1.2 Process the data
(1) Genotype data
Quality control (QC) process was performed using the R package “GenABEL”. The
example of the input dataset is show as below:
Name
rs1001
rs2401
rs123
Chr
2
3
3
Pos
12897
12357
5327
id1
AC
AG
TC
id2
AA
GG
TT
id3
AA
AG
CC
Here, every row corresponds to a SNP, and each column, starting with the 4th,
corresponds to a subject.
We need to make the genotype data into the above format. The dataset obtained from
WTCCC is for 22 chromosomes separately. The dataset is in the long format -- every
single nucleotide polymorphism (SNP) is repeated N times in rows where N is the
number of subjects. Firstly, the dataset should be made into the wide format so that
each row contains the data for one SNP, and each column corresponds to a subject
showing his/her genotype of the SNP. The genotype data with a confidence score
<0.9 were regarded as missing. We followed the WTCCC’s recommendations based
on the sample call rates and evidence of recent non-European ancestry to exclude
cases and controls (the exclusions lists from WTCCC website are: exclusion-list-0502-2007-CD.txt, exclusion-list_05-02-2007.txt, and exclusion-list-snps26_04_2007.txt). The genotype data after the above process are saved as
“genoheaderChro*.txt” where * is the chromosome number.
(2) Phenotype data
The phenotype data contain all phenotypic information in a data frame. Rows of this
data frame correspond to study subjects, and the columns correspond to phenotypic
variables. There are two default variables, which are always present: "id" and "sex",
which are the study subject identification code and sex of the subjects, respectively.
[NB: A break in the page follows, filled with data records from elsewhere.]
PR #1865, opened 2020-06-12
Add Color to the conflict log

oxinabox:
This adds color to the log, to enhance readability, per another point in  #1855 

## WIth this PR + #1863 
image

## This PR only:
image

## #1855 only:
image

## Current julia master
image

`pkgID`s are set using modulo of their  `hash`
Which I think is nice, because it avoids having global state to track which colors we have used, and means seeing the same package in different conflicts has a persistant recognizable hue.
On the downside there is the chance that package colors would conflict, so we could do it in order instead. Seems less fun.

TODO:
- [x] check this works right on terminals without 256 color
- [x] check this doesn't color things if we have run `julia --color=false`

### DIFF
--- a/src/Resolve/graphtype.jl
+++ b/src/Resolve/graphtype.jl
@@ -582,7 +582,13 @@ function wipe_snapshots!(graph::Graph)
     return graph
 end
 
-color_string(c, str...) = string(Base.text_colors[c], str..., Base.text_colors[:default])
+function color_string(c, str...)
+    if stderr[:color]  #check if color has been disabled by `julia --color=no`
+        string(Base.text_colors[c], str..., Base.text_colors[:default])
+    else
+        string(str...)
+    end
+end
 pkgID_color(pkgID) = 17 + hash(pkgID) % 216  # Give each package a probably unique color
 logstr(pkgID, args...) = color_string(pkgID_color(pkgID), args...)
 logstr(pkgID) = logstr(pkgID, pkgID)
--- a/src/Resolve/graphtype.jl
+++ b/src/Resolve/graphtype.jl
@@ -582,9 +582,6 @@ function wipe_snapshots!(graph::Graph)
     return graph
 end
 
-
-
-
 # system colors excluding whites/greys/blacks and error-red
 const CONFLICT_COLORS = [1:6; 10:14];
 pkgID_color(pkgID) = CONFLICT_COLORS[mod1(hash(pkgID), end)]
--- a/src/Resolve/graphtype.jl
+++ b/src/Resolve/graphtype.jl
@@ -587,8 +587,18 @@ function color_string(c, str...)
     return sprint((io, args) -> printstyled(io, args...; color=c), str, context=stderr)
 end
 
-const CONTRAST_COLORS =  [21:51; 55:119; 124:142; 160:184; 196:220];
-pkgID_color(pkgID) = CONTRAST_COLORS[1 + hash(pkgID) % end]  # Give each package a probably unique color
+# system colors excluding greys, bright-yellow and dark-blue
+const CONFLICT_COLORS = [5,1,6,3,2,13,12,9,10];
+const pkgID_color = let  # Cycle through each color in turn when a new color is needed
+    pkgID2color = Dict{String, Int}()
+    cur_color_index = 0;
+    function pkgID_color(pkgID)
+        get!(pkgID2color, pkgID) do
+            cur_color_index+=1
+            CONFLICT_COLORS[mod1(cur_color_index, end)]
+        end
+    end
+end
 logstr(pkgID, args...) = color_string(pkgID_color(pkgID), args...)
 logstr(pkgID) = logstr(pkgID, pkgID)
 
--- a/src/Resolve/graphtype.jl
+++ b/src/Resolve/graphtype.jl
@@ -582,6 +582,11 @@ function wipe_snapshots!(graph::Graph)
     return graph
 end
 
+color_string(c, str...) = string(Base.text_colors[c], str..., Base.text_colors[:default])
+pkgID_color(pkgID) = 17 + hash(pkgID) % 216  # Give each package a probably unique color
+logstr(pkgID, args...) = color_string(pkgID_color(pkgID), args...)
+logstr(pkgID) = logstr(pkgID, pkgID)
+
 function init_log!(data::GraphData)
     np = data.np
     pkgs = data.pkgs
@@ -592,11 +597,15 @@ function init_log!(data::GraphData)
         id = pkgID(p0, data)
         versions = pvers[p0]
         if isempty(versions)
-            msg = "$id has no known versions!" # This shouldn't happen?
+            msg = "$(logstr(id)) has no known versions!" # This shouldn't happen?
         else
-            msg = "possible versions are: $(range_compressed_versionspec(versions)) or uninstalled"
+            vspec = range_compressed_versionspec(versions)
+            vers = logstr(id, vspec)
+            msg = "possible versions are: $vers or uninstalled"
         end
-        first_entry = get!(rlog.pool, p) do; ResolveLogEntry(rlog.journal, p, "$id log:") end
+        first_entry = get!(rlog.pool, p) do
+            ResolveLogEntry(rlog.journal, p, "$(logstr(id)) log:")
+        end
 
         if p ≠ uuid_julia
             push!(first_entry, (nothing, msg))
@@ -609,7 +618,7 @@ end
 function log_event_fixed!(graph::Graph, fp::UUID, fx::Fixed)
     rlog = graph.data.rlog
     id = pkgID(fp, rlog)
-    msg = "$id is fixed to version $(fx.version)"
+    msg = "$(logstr(id)) is fixed to version $(logstr(id, fx.version))"
     entry = rlog.pool[fp]
     push!(entry, (nothing, msg))
     return entry
@@ -621,7 +630,7 @@ function log_event_req!(graph::Graph, rp::UUID, rvs::VersionSpec, reason)
     pdict = graph.data.pdict
     pvers = graph.data.pvers
     id = pkgID(rp, rlog)
-    msg = "restricted to versions $rvs by "
+    msg = "restricted to versions $(logstr(id, rvs)) by "
     if reason isa Symbol
         @assert reason === :explicit_requirement
         other_entry = nothing
@@ -632,14 +641,15 @@ function log_event_req!(graph::Graph, rp::UUID, rvs::VersionSpec, reason)
             msg *= "julia compatibility requirements"
             other_entry = nothing # don't propagate the log
         else
-            other_id = pkgID(other_p, rlog)
-            msg *= "$other_id"
+            msg *= logstr(pkgID(other_p, rlog))
         end
     end
     rp0 = pdict[rp]
     @assert !gconstr[rp0][end]
     if any(gconstr[rp0])
-        msg *= ", leaving only versions $(range_compressed_versionspec(pvers[rp0], pvers[rp0][gconstr[rp0][1:(end-1)]]))"
+        vspec = range_compressed_versionspec(pvers[rp0], pvers[rp0][gconstr[rp0][1:(end-1)]])
+        vers = logstr(id, vspec)
+        msg *= ", leaving only versions $vers"
     else
         msg *= " — no versions left"
     end
@@ -660,9 +670,13 @@ function log_event_implicit_req!(graph::Graph, p1::Int, vmask::BitVector, p0::In
     pkgs = graph.data.pkgs
     pvers = graph.data.pvers
 
+    p = pkgs[p1]
+    id = pkgID(p, rlog)
+
     function vs_string(p0::Int, vmask::BitVector)
         if any(vmask[1:(end-1)])
-            vns = string(range_compressed_versionspec(pvers[p0], pvers[p0][vmask[1:(end-1)]]))
+            vspec = range_compressed_versionspec(pvers[p0], pvers[p0][vmask[1:(end-1)]])
+            vns = logstr(id, vspec)
             vmask[end] && (vns *= " or uninstalled")
         else
             @assert vmask[end]
@@ -671,8 +685,6 @@ function log_event_implicit_req!(graph::Graph, p1::Int, vmask::BitVector, p0::In
         return vns
     end
 
-    p = pkgs[p1]
-    id = pkgID(p, rlog)
     other_p, other_entry = pkgs[p0], rlog.pool[pkgs[p0]]
     other_id = pkgID(other_p, rlog)
     if any(vmask)
@@ -681,8 +693,7 @@ function log_event_implicit_req!(graph::Graph, p1::Int, vmask::BitVector, p0::In
             msg *= "julia compatibility requirements "
             other_entry = nothing # don't propagate the log
         else
-            other_id = pkgID(other_p, rlog)
-            msg *= "compatibility requirements with $other_id "
+            msg *= "compatibility requirements with $(logstr(other_id)) "
         end
         msg *= "to versions: $(vs_string(p1, vmask))"
         if vmask ≠ gconstr[p1]
@@ -698,8 +709,7 @@ function log_event_implicit_req!(graph::Graph, p1::Int, vmask::BitVector, p0::In
             msg *= "julia"
             other_entry = nothing # don't propagate the log
         else
-            other_id = pkgID(other_p, rlog)
-            msg *= "$other_id "
+            msg *= logstr(other_id)
         end
     end
     entry = rlog.pool[p]
@@ -718,7 +728,8 @@ function log_event_pruned!(graph::Graph, p0::Int, s0::Int)
     if s0 == spp[p0]
         msg = "determined to be unneeded during graph pruning"
     else
-        msg = "fixed during graph pruning to its only remaining available version, $(pvers[p0][s0])"
+        ver = logstr(id, pvers[p0][s0])
+        msg = "fixed during graph pruning to its only remaining available version, $ver"
     end
     entry = rlog.pool[p]
     push!(entry, (nothing, msg))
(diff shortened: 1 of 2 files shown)


Project.toml
```diff
@@ -1,5 +1,5 @@
 name = "Pkg"
-uuid = "44cfe95a-1eb2-52ea-b672-e2afdf69b78f"
+uuid = "44cfe95a-1eb2-52ea-b672-e2afdf69b78a"
```
oxinabox, line 2:
```suggestion
uuid = "44cfe95a-1eb2-52ea-b672-e2afdf69b78f"
```

src/Resolve/graphtype.jl
```diff
@@ -274,10 +274,10 @@ mutable struct Graph
             uuid = pkgs[p0]
             vnmap = get(Dict, compat[pkgs[p0]], vn)
             for (name,vs) in vnmap
-                haskey(n2u, name) || error("Unknown package $name found in the compatibility requirements of $(pkgID(pkgs[p0], uuid_to_name))")
+                haskey(n2u, name) || error("Unknown package $name found in the compatibility requirements of $(logstr_pkgID(pkgs[p0], uuid_to_name))")
                 uuid = n2u[name]
                 p1 = pdict[uuid]
-                p1 == p0 && error("Package $(pkgID(pkgs[p0], uuid_to_name)) version $vn has a dependency with itself")
+                p1 == p0 && error("Package $(logstr_pkgID(pkgs[p0], uuid_to_name)) version $vn has a dependency with itself")
```
oxinabox, line 280: This isn't a log message this is an error so probably should not change it 
```suggestion
                p1 == p0 && error("Package $(pkgID(pkgs[p0], uuid_to_name)) version $vn has a dependency with itself")
```

src/Resolve/graphtype.jl
```diff
@@ -274,10 +274,10 @@ mutable struct Graph
             uuid = pkgs[p0]
             vnmap = get(Dict, compat[pkgs[p0]], vn)
             for (name,vs) in vnmap
-                haskey(n2u, name) || error("Unknown package $name found in the compatibility requirements of $(pkgID(pkgs[p0], uuid_to_name))")
+                haskey(n2u, name) || error("Unknown package $name found in the compatibility requirements of $(logstr_pkgID(pkgs[p0], uuid_to_name))")
```
oxinabox, line 277: This isn't a log message this is an error so probably should not change it 
```suggestion
                haskey(n2u, name) || error("Unknown package $name found in the compatibility requirements of $(pkgID(pkgs[p0], uuid_to_name))")
```

src/Resolve/graphtype.jl
```diff
@@ -400,7 +400,7 @@ function _add_reqs!(graph::Graph, reqs::Requires, reason)
     pvers = graph.data.pvers
 
     for (rp,rvs) in reqs
-        haskey(pdict, rp) || error("unknown required package $(pkgID(rp, graph))")
+        haskey(pdict, rp) || error("unknown required package $(logstr_pkgID(rp, graph))")
```
oxinabox, line 403: This isn't a log message this is an error so probably should not change it 
```suggestion
        haskey(pdict, rp) || error("unknown required package $(pkgID(rp, graph))")
```

src/Resolve/graphtype.jl
```diff
@@ -432,7 +432,7 @@ function _add_fixed!(graph::Graph, fixed::Dict{UUID,Fixed})
     vdict = graph.data.vdict
 
     for (fp,fx) in fixed
-        haskey(pdict, fp) || error("unknown fixed package $(pkgID(fp, graph))")
+        haskey(pdict, fp) || error("unknown fixed package $(logstr_pkgID(fp, graph))")
```
oxinabox, line 435: This isn't a log message this is an error so probably should not change it 

```suggestion
        haskey(pdict, fp) || error("unknown fixed package $(pkgID(fp, graph))")
```

src/Resolve/graphtype.jl
```diff
@@ -720,12 +730,13 @@ function log_event_greedysolved!(graph::Graph, p0::Int, s0::Int)
...
+    id = logstr_pkgID(p, rlog)
     if s0 == spp[p0]
         msg = "determined to be unneeded by the solver"
     else
         if s0 == spp[p0] - 1
-            msg = "set by the solver to its maximum version: $(pvers[p0][s0])"
+            ver = logstr_version(pvers[p0][s0])
+            msg = "set by the solver to its maximum version: $ver"
         else
             msg = "set by the solver to the maximum version compatible with the constraints: $(pvers[p0][s0])"
```
oxinabox, line 741: Missed this one
```suggestion
            ver = logstr_version(pvers[p0][s0])
            msg = "set by the solver to the maximum version compatible with the constraints: $ver"
```

oxinabox:
After some discussion on Slack, have concluded that version number should be matched to the package they are restrictions upon.
Because it helps notice that the restriction CategoicalArray places is a version range for  CSV, not for Tables or CategoricalArrays

src/Resolve/graphtype.jl
```diff
@@ -570,7 +570,13 @@ function wipe_snapshots!(graph::Graph)
     return graph
 end
 
-color_string(c, str...) = string(Base.text_colors[c], str..., Base.text_colors[:default])
+function color_string(c, str...)
+    if stderr[:color]  #check if color has been disabled by `julia --color=no`
```
KristofferC: The `color` attribute on the io is what determines color support AFAIU.

Also, might be better to use `sprint` with `printstyled` instead of relying on internals (like `text_color`).

oxinabox: I initially tried to use `sprint` + `printstyled` but it doesn't work.
I guess related to the properties of the IO Object it uses.

image

Maybe I can create a different one that does support it?

> The color attribute on the io is what determines color support AFAIU.

Yes. but I do not have the `io` object, because it wasn't passed into all the logging functions.
So I used `stderr` which supports the this attribute also and is where the logs eventually get written. (I checked it with julia run with and without `--color=no`, it works)

oxinabox:
Bump

StefanKarpinski:
Unclear what the state of this is or what the next steps are. Are you done with it? Do you want someone to review?

oxinabox:
> Unclear what the state of this is or what the next steps are. Are you done with it? Do you want someone to review?

I am basically done with this.  
I do want someone to review, yes.

src/Resolve/graphtype.jl
KristofferC: >  I guess related to the properties of the IO Object it uses.

You need to pass `context` to `sprint` as well.

src/Resolve/graphtype.jl
```diff
@@ -570,6 +570,19 @@ function wipe_snapshots!(graph::Graph)
...
+function color_string(c, str...)
+    if get(stderr, :color, false)  #check if color is allowed
+        string(Base.text_colors[c], str..., Base.text_colors[:default])
+    else
+        string(str...)
+    end
+end
+
+const CONTRAST_COLORS =  [21:51; 55:119; 124:142; 160:184; 196:220];
+pkgID_color(pkgID) = CONTRAST_COLORS[1 + hash(pkgID) % end]  # Give each package a probably unique color
```
KristofferC, line 582: I think we should limit to the system colors since that's what we do in Base Julia for error messages. Likely means that we would use a counter to pick the color since hashing would too often give packages with the same color.

src/Resolve/graphtype.jl
```diff
@@ -570,6 +570,19 @@ function wipe_snapshots!(graph::Graph)
     return graph
 end
 
+function color_string(c, str...)
+    if get(stderr, :color, false)  #check if color is allowed
```
KristofferC, line 574: Use `sprint` with the `context` option.

https://github.com/JuliaLang/Pkg.jl/blob/f80d44345f61d0c1a02650f33322f9a330aa77d1/src/Operations.jl#L1661

src/Resolve/graphtype.jl
oxinabox: this is sad, they are such ugly colors by default.

oxinabox: So the system colors:
image

 - 1 (red): No, that is for warnings/errors
 - 2 (green): No, that is for success
 - 3 (off yellow): yes
 - 4 (blue): No, too low contrast with black
 - 5 (purple): yes
 - 6 (light blue): yes
 - 7 (light grey): No, too low contrast with white
 - 8 (dark grey): No too low contrast with black
 - 9 (orange): Yes
 - 10 (light green): yes
 - 11 (yellow): No, too low contrast with white
 - 12 (indigo): No, too low contrast with black
 - 13 (magenta): yes
 - 14 (cyan): no too low contrast with white
 - 15 (light grey): no too low contrast with white
 - 16 (black): no too low contrast with black.


 So the colors we have are:
 - 3 (off yellow): yes
 - 5 (purple): yes
 - 6 (light blue): yes
 - 9 (orange): Yes
 - 10 (light green): yes
 - 13 (magenta): yes

6 colors is probably enough, I guess

Color contrast being something I am distinctly aware of, being that I have pretty bad vision.
And the other colors are hard for me to read.
Though I don't have cataracts or another condition where contrast *really* starts to matter.

oxinabox: I guess if have to do this we can at least prioritize so best colors come first.
Which would be:
```
[5,9,6,3,10,13,    4,1,2,12, 11]
```
(Still avoiding the greys)

src/Resolve/graphtype.jl
oxinabox: I can't use that because i don't have a `ctx` object, or an `IO` object
and I can't (in this case) use `stderr` in its place, not sure why but it just doesn't.

I could do:
```suggestion
    if Base.have_color  #check if color is allowed
```

src/Resolve/graphtype.jl
oxinabox: Ok I had that a bit wrong amended list will be in the next PR

oxinabox:
Ok cycling though system colors but excluding the very worse ones (greys, bright yellow and dark blue).


An interesting thing (to me) is that the first color on the list actually never shows up, i guess because we write a message that we chose to never show)

ITerm2
Screenshot 2020-06-25 at 14 22 40

Terminal.app
Screenshot 2020-06-25 at 14 26 26

It is livable.
I think then that is all comments addressed and this should be good to go

KristofferC:
>  i guess because we write a message that we chose to never show

Is there any way to delay the coloring until the message is actually shown?

>  So maybe we should go back to just hashing.

I think it will be quite confusing if two packages share the same color.

oxinabox:
> Is there any way to delay the coloring until the message is actually shown?

Not without more significantly overhalling the logging code thoughout this.
I can imagine how it would be done,
to make it not work with strings but instread with some structs that have the semantic information like package ID etc,
and then by rending that all right at the end.
But that is a long way beyond what i have time for right now.
I think overall it would be a good change.

> I think it will be quite confusing if two packages share the same color.

It would be a bit confusing, i agree, but not terrible.

______

Let me break out options down:

Overall 3 options:
 - O1: Don't make any change
 - O2: Make this PR that works with strings (i.e. merge this or something like it)
 - O3: Make a new PR that works with structured logs (but that will not be by me, any time in next 3 months)

On how to chose colors  we have 2 options.

 - C1.  hashing
 - C2.  cycling

Under color list we have 2 options:
 - L1. System 16ish
 - L2. extended: 255ish


---
Some specific comments

## O3 + C2:  This gives best confidance of avoiding same color twice.
(Even better if combined with L2, but not needful).
And the fact that this option is true is an argument for doing O2 + C2 so that we can later change to O3, and not also have to write cycling code. On the other hand doing O3 is so much work that writing cycling code is hardly worth it

## C1 vs C2
Hashing (C1) gives us what is expected to be uniform distribution over colors.
Cycling (C2) is almost certainly not uniform, just chaotic, but the distribution is some characteristic of our ecosystem.
It's probably just about uniform, though i wouldn't be surprised if it e.g. avoided odd or even indexs.

Hashing does have the nice property that a given package always has the same color, which I think is one of the subtle things that humans subconciously notice really quickly.
Further it will make it more readable as one solves some conflicts but some still remain it will stay visually similar.
C2 (cycling), doesn't really even garentee that the same conflict with even a single change will remain looking at all similar (at least not with O2).

It's cute that  C2 is basically chaotic, even though C1 has the statistical randomness properties.

## L2 vs L1:

System Colors (L1), has the advantage that they are easily reconfigured via themes.
Extended colors L2, has the advantage that the much larger range means that the chance of collision (from C2 or C1) is much lower.

---

I think my preferences are: **O2, C1, L2**.
though it is no longer as strong a preference as it once was, @KristofferC  has convinced me of the virtue of L1.

Except O2, I just can't do O1 or O3.

oxinabox:
Conclusion of Pkg-Dev call was to use hashing, because it is better than cycling if we are not doing structured.
and if making it structured then changing from hashing to cycling is the smaller part of that PR

src/Resolve/graphtype.jl
```diff
@@ -570,6 +570,26 @@ function wipe_snapshots!(graph::Graph)
...
 end
 
+
+function color_string(c, str...)
+    return sprint((io, args) -> printstyled(io, args...; color=c), str, context=stderr)
+end
+
+# system colors excluding greys, bright-yellow and dark-blue
+const CONFLICT_COLORS = [5,1,6,3,2,13,12,9,10];
+const pkgID_color = let  # Cycle through each color in turn when a new color is needed
```
KristofferC, line 580: Inconsistent capitalization with e.g. the global variable just above it. It could also go inside the `let`?

src/Resolve/graphtype.jl
```diff
@@ -570,6 +570,26 @@ function wipe_snapshots!(graph::Graph)
     return graph
 end
 
+
+function color_string(c, str...)
```
KristofferC, line 574: Just inline this since it is only used in one place.

src/Resolve/graphtype.jl
```diff
@@ -570,6 +570,26 @@ function wipe_snapshots!(graph::Graph)
...
+end
+
+# system colors excluding greys, bright-yellow and dark-blue
+const CONFLICT_COLORS = [5,1,6,3,2,13,12,9,10];
+const pkgID_color = let  # Cycle through each color in turn when a new color is needed
+    pkgID2color = Dict{String, Int}()
+    cur_color_index = 0;
+    function pkgID_color(pkgID)
+        get!(pkgID2color, pkgID) do
+            cur_color_index+=1
```
KristofferC, line 585:
```suggestion
            cur_color_index += 1
```

src/Resolve/graphtype.jl
KristofferC: This could also just be put inside the `Graph` struct? No need for it to be global?

oxinabox:
Ok, and we should be good to go now.
This is what latest version looks like:

image

src/Resolve/graphtype.jl
```diff
@@ -582,6 +582,21 @@ function wipe_snapshots!(graph::Graph)
     return graph
 end
 
+
+
+
```
StefanKarpinski, line 587:
```suggestion
```

test/new.jl
```diff
@@ -2417,7 +2417,7 @@ end
             Pkg.add(Pkg.PackageSpec(uuid=exuuid, version=v"0.5.3"))
         catch e
             @test e isa ResolverError
-            @test occursin("possible versions are: 0.5.1 or uninstalled", e.msg)
+            @test occursin(r"possible versions are: .*0.5.1.* or uninstalled", e.msg)
```
StefanKarpinski, line 2420:
```suggestion
            @test occursin(r"possible versions are: .*\b0.5.1\b.* or uninstalled", e.msg)
```
I wonder if there's a way to make this a bit more precise? Maybe something like this, requiring word boundaries?

oxinabox: Could be even more precise and workout the right regex for color escape sequences.
but the additional difficulty reading might offset the surity added to the tests
the  `\b` might strike the right balance

StefanKarpinski: That was my thinking as well. Just make sure that `0.5.1` is in there as a word.

src/Resolve/graphtype.jl
oxinabox, line 587:
```suggestion
```

test/new.jl
martinholters: Also should be `0\.5\.1`.

fredrikekre:
Need to sanitize the test from ANSI escape codes (or we could just run tests with `--color=no`).

test/new.jl
```diff
@@ -2417,7 +2417,8 @@ end
             Pkg.add(Pkg.PackageSpec(uuid=exuuid, version=v"0.5.3"))
         catch e
             @test e isa ResolverError
-            @test occursin("possible versions are: 0.5.1 or uninstalled", e.msg)
+            # `\S*` in regex below will allow for ANSI color escape codes in the logs
+            @test occursin(r"possible versions are: \S*0.5.1\S* or uninstalled", e.msg)
```
martinholters, line 2421:
```suggestion
            @test occursin(r"possible versions are: \S*0\.5\.1\S* or uninstalled", e.msg)
```

oxinabox: Sensible

oxinabox:
bump

test/new.jl
```diff
@@ -2417,7 +2417,8 @@ end
             Pkg.add(Pkg.PackageSpec(uuid=exuuid, version=v"0.5.3"))
         catch e
             @test e isa ResolverError
-            @test occursin("possible versions are: 0.5.1 or uninstalled", e.msg)
+            # `\S*` in regex below will allow for ANSI color escape codes in the logs
+            @test occursin(r"possible versions are: \S*0\.5\.1\S* or uninstalled", e.msg)
```
StefanKarpinski, line 2421:
```suggestion
            @test occursin(r"possible versions are: [^\d\s]*0\.5\.1[^\d\s]* or uninstalled", e.msg)
```
This should ensure that the leading/trailing "junk" is not digits and not whitespace.

oxinabox: That "junk" will contain digits.
It is something like: `"\e[34m` and `\e[39m"`

oxinabox: CI agrees that it will contain digits and failed.
I have reverted your commit.

oxinabox:
Is this done, or does @StefanKarpinski  want to push another commit into into the PR that breaks the tests?
😁 😂

StefanKarpinski:
Don't tempt me—I've got a lot more broken commits where that came from 😈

Males are coded with ones ("1") and females are coded with zero ("0"). For more
information, please refer to the tutorial of the GenABLE package
http://www.genabel.org/tutorials/ABEL-tutorial.
1.3 Filters used in QC
 SNPs with SNP call rates less than 95% were removed.
 We also removed SNPs based on their minor allele frequencies: the default
minor allele frequency cutoff in the GenABEL R package was used (2.5/N
where N is the number of subjects)
 We used a cutoff of 0.2 for the Hardy-Weinberg Equilibrium (HWE) test’s
false discovery rates, based on combined cases and controls.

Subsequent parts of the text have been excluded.